Mistake:
Warning: simplexml_load_string () [Function.simplexml-load string]: Entity: string 3: parser error: input is not correct UTF-8, specify encoding! Byte: 0xE7 0x61 0x69 0x73
XML from the database (output from view source in FF):
<?xml version="1.0" encoding="UTF-8" ?><audit><audit_detail> <fieldname>role_fra</fieldname> <old_value>Role en français</old_value> <new_value>Role ç en français</new_value> </audit_detail></audit></xml>
If I understand correctly, the error is related to the first one enclosed in the old_value tag. To be precise, the error is related to this byte-based: "çais"?
This is how I load the XML:
$xmlData = simplexml_load_string($ed['updates'][$i]['audit_data']);
I cycle using this:
foreach ($xmlData->audit_detail as $a){
A field in the database has a data text type and is set to utf8_general_ci.
My function for creating audit_detail stubs is:
function ed_audit_node($field, $new, $old){ $old = htmlentities($old, ENT_QUOTES, "UTF-8"); $new = htmlentities($new, ENT_QUOTES, "UTF-8"); $out = <<<EOF <audit_detail> <fieldname>{$field}</fieldname> <old_value>{$old}</old_value> <new_value>{$new}</new_value> </audit_detail> EOF; return $out; }
Insertion into the database is performed as follows:
function ed_audit_insert($ed, $xml){ global $visitor; $sql = <<<EOF INSERT INTO ed.audit (employee_id, audit_date, audit_action, audit_data, user_id) VALUES ( {$ed[emp][employee_id]}, now(), '{$ed[audit_action]}', '{$xml}', {$visitor[user_id]} ); EOF; $req = mysql_query($sql,$ed['db']) or die(db_query_error($sql,mysql_error(),__FUNCTION__)); }
The strangest part is this: (without xml declaration) in a simple PHP file:
$testxml = <<<EOF <audit><audit_detail> <fieldname>role_fra</fieldname> <old_value>Role en français</old_value> <new_value>Role &
$ xmlData = simplexml_load_string ($ testxml);
Can someone help shed some light on this?
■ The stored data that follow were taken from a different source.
PR #137, opened 2019-11-08
Fixes #136: Only initialize Hystrix once per runtime

### LINKED ISSUE #136: Only initialize Hystrix once per runtime
```
18:44:03,986 ERROR [org.jboss.threads.errors] (ServerService Thread Pool -- 78) Thread Thread[ServerService Thread Pool -- 78,5,ServerService ThreadGroup] threw an uncaught exception: 
org.jboss.weld.exceptions.WeldException: WELD-000049: Unable to invoke void io.smallrye.faulttolerance.HystrixInitializer.onStartup() on io.smallrye.faulttolerance.HystrixInitializer@46ddadcf
```

rhusar:


kenfinnigan:
I understand we don't want to inadvertently re-run the initializer in a single deployment.

But in what situation is a single `HystrixInitializer` being used for multiple deployments? Aren't they in different classloaders? i.e. each deployment has its own `@ApplicationScoped` `HystrixInitializer`?

rhusar:
That's the contract of @ApplicationScoped....

kenfinnigan:
What do you mean, that there's one per deployment?

If so, why are we incrementing the counter on each subsequent call to the initializer?

Ladicek:
In WildFly, Hystrix isn't in the deployment's classloader, but in a single module.

rhusar:
Yes, that contact means there is one per deployment.

The counter keeps track of the first and last deployment. Registering subsequent concurrency strategy yields IllegalStateException.

kenfinnigan:
I'm extremely wary of these types of changes that rely on specific classloader behavior that is different from other runtimes.

Has this change been verified to work on Thorntail and Quarkus?

Ladicek:
The classloading behavior is the same in Thorntail and WildFly, except in Thorntail, we always have exactly 1 deployment, so we don't have to care. I assume it's the same with Quarkus, but I didn't check.

Ladicek:
Actually, I'm thinking about it again and what if different deployments want to have different Hystrix configuration? Then this change would mean that the 1st deployment decides the Hystrix config for everyone, which is ... wrong.

Perhaps it would be best to keep it failing if more than 1 deployment want to use Hystrix at the same time?

kenfinnigan:
Hadn't thought of that, but yeah it would mean every deployment has the same Hystrix configuration irrespective of what they've configured, which wouldn't be good

rhusar:
Please review Hystrix implementation and remember uniqueness principle of class loading in Java. HystrixPlugins is singleton as this will always return the same class loader of that Hystrix module:

```
    /* private */ static HystrixPlugins create() {
        return create(HystrixPlugins.class.getClassLoader());
    }
```

This is not a problem in Thorntail since it does not support multiple deployments.

rhusar:
> Actually, I'm thinking about it again and what if different deployments want to have different Hystrix configurations? Then this change would mean that the 1st deployment decides the Hystrix config for everyone, which is ... wrong. Perhaps it would be best to keep it failing if more than 1 deployment want to use Hystrix at the same time?

@Ladicek But that's a problem with Hystrix – how can Hystrix have more configurations? I don't think it can, but I would love to be proven wrong.

kenfinnigan:
Maybe, but the issue is that are users going to know that when using WF, or are they going to be expecting to be able to deploy different applications to the same WF instance and have different Hystrix configuration?

Ladicek:
Yea, Hystrix is not designed for that. The only way to make it work would be to put Hystrix into the deployment's module.

In the meantime, I'm leaning towards detecting the situation and throwing a proper error message, instead of silently letting 2nd deployment use the 1st deployment's Hystrix config.

rhusar:
@kenfinnigan That's a matter of documentation. Users need to follow migration path (e.g. clearly we will not be prefixing properties with "swarm.") and will be explained that configuration is pertaining to the entire runtime.

kenfinnigan:
I wouldn't be convinced people are going to read that kind of documentation, so expect lots of complaints

rhusar:
> In the meantime, I'm leaning towards detecting the situation and throwing a proper error message, instead of silently letting 2nd deployment use the 1st deployment's Hystrix config.

You are describing non-existent problem. TT doesn't support multiple deployments and neither does Quarkus. Current WildFly implementation only applies globally scoped configuration from MicroProfile Config so that issue doens't exist.

Ladicek:
In that case, throwing an exception if the counter of deployments ever goes higher than 1 is also not an issue, right? ;-)

rhusar:
@Ladicek Incorrect – its a problem for WildFly.

Ladicek:
In that case, I'll need to look more into "Current WildFly implementation only applies globally scoped configuration from MicroProfile Config". If the entire approach to integrating MicroProfile into WildFly relies on "no more than 1 deployment", then sure. Can you point me to some place this is documented, JIRAs etc.?

rhusar:
> If the entire approach to integrating MicroProfile into WildFly relies on "no more than 1 deployment"

@Ladicek  That's an incorrect assumption. WF has no problem with multiple deployments. There are issues e.g. around OpenAPI what multiple deployments on the same host need to expose as a resulting document. It's the other way round, this is needed only for this specific MP FT SR implementation which uses Hystrix which is essentially singleton. I recommend reviewing MP Config spec how configuration pertains to class loading. I don't think any of the other spec implementations have this problem. If it helps anything, think about it same as e.g. deployments cannot bring in their own JGroups configuration as its configured by the application server.

> Can you point me to some place this is documented, JIRAs etc.?

More than happy to and more than happy to get feedback on the branch. For starters, see the "Adding MicroProfile Fault Tolerance 2.0 support to WildFly" email in the SR mailing list, issues are https://issues.jboss.org/browse/WFLY-12590 and https://issues.jboss.org/browse/EAP7-1347, for proposal see https://github.com/wildfly/wildfly-proposals/pull/250 and the branch is https://github.com/rhusar/wildfly/tree/WFLY-12590.

Ladicek:
OK, got it. I misunderstood some of your explanations. Basically the FT configuration is global for the entire application server, and there's no per-deployment FT configuration. I think that's a reasonable limitation for now, until we get a new FT implementation in place.

rhusar:
No problem. If by "FT configuration" you mean "Hystrix configuration" then yes. The `MP_Fault_Tolerance_Metrics_Enabled` is scoped to deployment, so that should work as expected per deployment and so should `MP_Fault_Tolerance_NonFallback_Enabled` (let me know if you believe otherwise).

Ladicek:
Ah, OK. And there's also the ability to override annotation attributes via MP Config, that's deployment-scoped as well?

There's one thing that needs attention: some Hystrix configuration actually limit what you can sensibly configure with MP FT. For example, if you limit Hystrix thread pool size to 20, then you can't really configure MP FT `@Bulkhead` to 40. If the MP FT config is deployment-scoped and the Hystrix config server-scoped, then the Hystrix config sets a limit for all applications. I think that kinda sorta makes sense (or at least isn't complete nonsense), but needs to be properly documented.

rhusar:
Yeah, all of that is spec compliant and must be (e.g. `microprofile-config.properties` is associated with the classloader of the deployment).

> There's one thing that needs attention: some Hystrix configuration actually limit what you can sensibly configure with MP FT. For example, if you limit Hystrix thread pool size to 20, then you can't really configure MP FT @Bulkhead to 40. If the MP FT config is deployment-scoped and the Hystrix config server-scoped, then the Hystrix config sets a limit for all applications. I think that kinda sorta makes sense (or at least isn't complete nonsense), but needs to be properly documented.

Agreed, but this is basically no different then it is in Thorntail. You need to configure them both accordingly. The current section on that was ported to WF docs.

Ladicek:
It's not resource sharing, it's config sharing, and yes, that's the difference I had in mind. I think it should be stressed out in the docs.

Change # 1 . Now I am using the DOM to create an XML document and got rid of this error. The function is here:
$dom = new DomDocument(); $root = $dom->appendChild($dom->createElement('audit')); $xmlCount = 0; if($role_fra != $curr['role']['role_fra']){ $root->appendChild(ed_audit_node($dom, 'role_fra', $role_fra, $curr['role']['role_fra'])); $xmlCount++; } ... function ed_audit_node($dom, $field, $new, $old){ //create audit_detail node $ad = $dom->createElement('audit_detail'); $fn = $dom->createElement('fieldname'); $fn->appendChild($dom->createTextNode($field)); $ad->appendChild($fn); $ov = $dom->createElement('old_value'); $ov->appendChild($dom->createTextNode($old)); $ad->appendChild($ov); $nv = $dom->createElement('new_value'); $nv->appendChild($dom->createTextNode($new)); $ad->appendChild($nv); //append to document return $ad; } if($xmlCount != 0){ ed_audit_insert($ed,$dom->saveXML()); }
However, I think I now have a display problem, as this text "Roééleç sé en franêais" (new_value) displays as:
display problem: 
In my HTML document, I have the following declaration for the content type (unfortunately, I do not have the keys to make changes here):
<html xmlns="http://www.w3.org/1999/xhtml" lang="en" xml:lang="en"> ... <meta http-equiv="Content-Type" content="text/html; charset=iso-8859-1" />
I tried iconv () to convert to ISO-8859-1, however most of the special characters are removed when the conversion is done. All that remains is "Ro" using this command:
iconv('UTF-8','ISO-8859-1',$node->new_value);
iconv: 
Field in db: utf8_general_ci. However, the encoding of the connection will be that by default.
Not quite sure where to go from here ...
Change # 2 . I tried utf8_decode to see if this helps, but it doesn’t.
utf8_decode($a->new_value);
Output: 
I also noticed that my field in db really contains UTF-8. It's good.